Brief: Exactness is required throughout. Return every record once more.

Dataset records:
PR #7487, opened 2022-11-04
enchance(build): write metadata.json with hashes and browser compat

fiji-flo:
## Summary

Adds a `metadata.json` per locale. This contains the sha256sum of all `index.json`s, too. This will be used to sync metadata with rumba in the future.

### DIFF
--- a/build/index.ts
+++ b/build/index.ts
@@ -474,6 +474,7 @@ export async function buildDocument(
   doc.mdn_url = document.url;
   doc.locale = metadata.locale as string;
   doc.native = LANGUAGES.get(doc.locale.toLowerCase())?.native;
+  doc.browserCompat = metadata["browser-compat"];
 
   // If the document contains <math> HTML, it will set `doc.hasMathML=true`.
   // The client (<Document/> component) needs to know this for loading polyfills.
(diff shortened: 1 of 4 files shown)


build/index.ts
```diff
@@ -474,6 +474,11 @@ export async function buildDocument(
   doc.mdn_url = document.url;
   doc.locale = metadata.locale as string;
   doc.native = LANGUAGES.get(doc.locale.toLowerCase())?.native;
+  const browserCompat = metadata["browser-compat"];
+  doc.browserCompat =
+    browserCompat && Array.isArray(browserCompat)
+      ? browserCompat
+      : [browserCompat];
```
LeoMcA, line 481: This is ending up as `[null]` for docs without a bcd table.

Struggling to come up with something better than 
```suggestion
  doc.browserCompat = browserCompat
    ? Array.isArray(browserCompat)
      ? browserCompat
      : [browserCompat]
    : undefined;
```

LeoMcA (changes requested):
Needs some small changes, especially renaming one of the `metadata` objects.

Do we need to be concerned about the size of these json blobs? is something in the tens of MB for each locale going to massively slow down the upload stage of the build?

LeoMcA (approved):
lgtm!

Guyzeroth (approved):

PR #7492, opened 2022-11-05
chore(client): add Theme type, use *.ts for types

hochan222:
## Summary

- Add `Theme` type
- Also I changed the extension name to `.ts` because we do not use jsx for the type folder.

### Problem

The theme type is treated as a `string`. To make things a little clearer, we need a literal type.

### Solution

```typescript
type Theme = "dark" | "light" | "os-default";
type ThemeLabel = "Dark" | "Light" | "OS Default";

export type { Theme, ThemeLabel };
```


client/src/ui/molecules/theme-switcher/index.tsx
```diff
@@ -7,16 +7,17 @@ import { DropdownMenu, DropdownMenuWrapper } from "../dropdown";
 
 import "./index.scss";
 import { switchTheme } from "../../../utils";
+import { Theme, ThemeLabel } from "../../../types/theme";
 
 type ThemeButton = {
-  id: string;
-  label: string;
+  id: Theme;
+  label: ThemeLabel;
```
caugner, line 14:
```suggestion
  label: string;
```

caugner (changes requested):
LGTM, but let's use `string` in favor of `ThemeLabel` (and remove that), because it's just a label and its type doesn't need to be this narrow.

caugner (approved):
LGTM, thanks!

hochan222:
You gave me LGTM. I was late to check because I was thinking about the code.

caugner (approved):

caugner:
> How do you feel about writing code like the one below?

We should strive for simplicity, so `type Theme = "dark" | ...` is probably better.

PR #7497, opened 2022-11-07
MP-142 update collection view to match new designs

LeoMcA:
opening as draft until https://github.com/mdn/yari/pull/7487 is merged, and I update this to query `metadata.json` instead of `index.json`


LeoMcA:
-> https://github.com/mdn/yari/pull/7536

Issue #7494, opened 2022-10-19
Redirecionamento de páginas nao funciona


elo1lson:
### MDN URL

https://developer.mozilla.org/pt-BR/

### What specific section or headline is this issue about?

Várias páginas

### What information was incorrect, unhelpful, or incomplete?

Páginas traduzidas ainda são redirecionadas pra versão em inglês, além de certas páginas com um caminho que não segue a estrutura de pastas do mdn e também não são redirecionadas

### What did you expect to see?

Páginas funcionando corretamente

bsmth:
> Oh, I can't, because I don't have the access

CC'ing @caugner 📣

caugner:
If this is about the homepage:

- The homepage itself is not translated. (This is intentional.)
- The [Introducing the CSS Cascade](https://developer.mozilla.org/en-US/docs/Web/CSS/Cascade) article is not yet available in pt-BR, so it links to en-US instead.

caugner:
I was able to reproduce this issue:

1. Go to https://developer.mozilla.org/pt-BR/docs/Web/HTML
2. Open the menu at the top.
3. Notice that the links point to `en-US`.

PR #7498, opened 2022-11-07
refactor: rename libs/{get-locale => locale-utils} and extract isValidLocale() helper

caugner:
## Summary

Fixes https://github.com/mdn/yari/issues/7494.

### Solution

---

### After

---


queengooborg (approved):
LGTM, always down for refactoring like this!

PR #8831, opened 2023-05-11
fix(npm-publish): revert renaming of NPM_AUTH_TOKEN

caugner:
## Summary

(MP-385)

### Problem

The npm-publish workflow is now creating releases with release-please, but the npm publish fails, because I renamed an environment variable by mistake.

### Solution

Revert the rename.

Also:
- Removes the (unnecessary) dry run step.
- Renames the build steps.

---

We'll see if this works as soon as the next release is cut.


fiji-flo (approved):
👍

PR #8835, opened 2023-05-11
fix(dev): TypeScript errors when running `yarn dev`

LeoMcA:
since updating to TypeScript 5 we've had errors like:
`TypeError: Cannot set property mark of #<Object> which has only a getter`

updating fork-ts-checker-webpack-plugin fixes the problem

Response below:
PR #7487, opened 2022-11-04
enchance(build): write metadata.json with hashes and browser compat

fiji-flo:
## Summary

Adds a `metadata.json` per locale. This contains the sha256sum of all `index.json`s, too. This will be used to sync metadata with rumba in the future.

### DIFF
--- a/build/index.ts
+++ b/build/index.ts
@@ -474,6 +474,7 @@ export async function buildDocument(
   doc.mdn_url = document.url;
   doc.locale = metadata.locale as string;
   doc.native = LANGUAGES.get(doc.locale.toLowerCase())?.native;
+  doc.browserCompat = metadata["browser-compat"];
 
   // If the document contains <math> HTML, it will set `doc.hasMathML=true`.
   // The client (<Document/> component) needs to know this for loading polyfills.
(diff shortened: 1 of 4 files shown)


build/index.ts
```diff
@@ -474,6 +474,11 @@ export async function buildDocument(
   doc.mdn_url = document.url;
   doc.locale = metadata.locale as string;
   doc.native = LANGUAGES.get(doc.locale.toLowerCase())?.native;
+  const browserCompat = metadata["browser-compat"];
+  doc.browserCompat =
+    browserCompat && Array.isArray(browserCompat)
+      ? browserCompat
+      : [browserCompat];
```
LeoMcA, line 481: This is ending up as `[null]` for docs without a bcd table.

Struggling to come up with something better than 
```suggestion
  doc.browserCompat = browserCompat
    ? Array.isArray(browserCompat)
      ? browserCompat
      : [browserCompat]
    : undefined;
```

LeoMcA (changes requested):
Needs some small changes, especially renaming one of the `metadata` objects.

Do we need to be concerned about the size of these json blobs? is something in the tens of MB for each locale going to massively slow down the upload stage of the build?

LeoMcA (approved):
lgtm!

Guyzeroth (approved):

PR #7492, opened 2022-11-05
chore(client): add Theme type, use *.ts for types

hochan222:
## Summary

- Add `Theme` type
- Also I changed the extension name to `.ts` because we do not use jsx for the type folder.

### Problem

The theme type is treated as a `string`. To make things a little clearer, we need a literal type.

### Solution

```typescript
type Theme = "dark" | "light" | "os-default";
type ThemeLabel = "Dark" | "Light" | "OS Default";

export type { Theme, ThemeLabel };
```


client/src/ui/molecules/theme-switcher/index.tsx
```diff
@@ -7,16 +7,17 @@ import { DropdownMenu, DropdownMenuWrapper } from "../dropdown";
 
 import "./index.scss";
 import { switchTheme } from "../../../utils";
+import { Theme, ThemeLabel } from "../../../types/theme";
 
 type ThemeButton = {
-  id: string;
-  label: string;
+  id: Theme;
+  label: ThemeLabel;
```
caugner, line 14:
```suggestion
  label: string;
```

caugner (changes requested):
LGTM, but let's use `string` in favor of `ThemeLabel` (and remove that), because it's just a label and its type doesn't need to be this narrow.

caugner (approved):
LGTM, thanks!

hochan222:
You gave me LGTM. I was late to check because I was thinking about the code.

caugner (approved):

caugner:
> How do you feel about writing code like the one below?

We should strive for simplicity, so `type Theme = "dark" | ...` is probably better.

PR #7497, opened 2022-11-07
MP-142 update collection view to match new designs

LeoMcA:
opening as draft until https://github.com/mdn/yari/pull/7487 is merged, and I update this to query `metadata.json` instead of `index.json`


LeoMcA:
-> https://github.com/mdn/yari/pull/7536

Issue #7494, opened 2022-10-19
Redirecionamento de páginas nao funciona


elo1lson:
### MDN URL

https://developer.mozilla.org/pt-BR/

### What specific section or headline is this issue about?

Várias páginas

### What information was incorrect, unhelpful, or incomplete?

Páginas traduzidas ainda são redirecionadas pra versão em inglês, além de certas páginas com um caminho que não segue a estrutura de pastas do mdn e também não são redirecionadas

### What did you expect to see?

Páginas funcionando corretamente

bsmth:
> Oh, I can't, because I don't have the access

CC'ing @caugner 📣

caugner:
If this is about the homepage:

- The homepage itself is not translated. (This is intentional.)
- The [Introducing the CSS Cascade](https://developer.mozilla.org/en-US/docs/Web/CSS/Cascade) article is not yet available in pt-BR, so it links to en-US instead.

caugner:
I was able to reproduce this issue:

1. Go to https://developer.mozilla.org/pt-BR/docs/Web/HTML
2. Open the menu at the top.
3. Notice that the links point to `en-US`.

PR #7498, opened 2022-11-07
refactor: rename libs/{get-locale => locale-utils} and extract isValidLocale() helper

caugner:
## Summary

Fixes https://github.com/mdn/yari/issues/7494.

### Solution

---

### After

---


queengooborg (approved):
LGTM, always down for refactoring like this!

PR #8831, opened 2023-05-11
fix(npm-publish): revert renaming of NPM_AUTH_TOKEN

caugner:
## Summary

(MP-385)

### Problem

The npm-publish workflow is now creating releases with release-please, but the npm publish fails, because I renamed an environment variable by mistake.

### Solution

Revert the rename.

Also:
- Removes the (unnecessary) dry run step.
- Renames the build steps.

---

We'll see if this works as soon as the next release is cut.


fiji-flo (approved):
👍

PR #8835, opened 2023-05-11
fix(dev): TypeScript errors when running `yarn dev`

LeoMcA:
since updating to TypeScript 5 we've had errors like:
`TypeError: Cannot set property mark of #<Object> which has only a getter`

updating fork-ts-checker-webpack-plugin fixes the problem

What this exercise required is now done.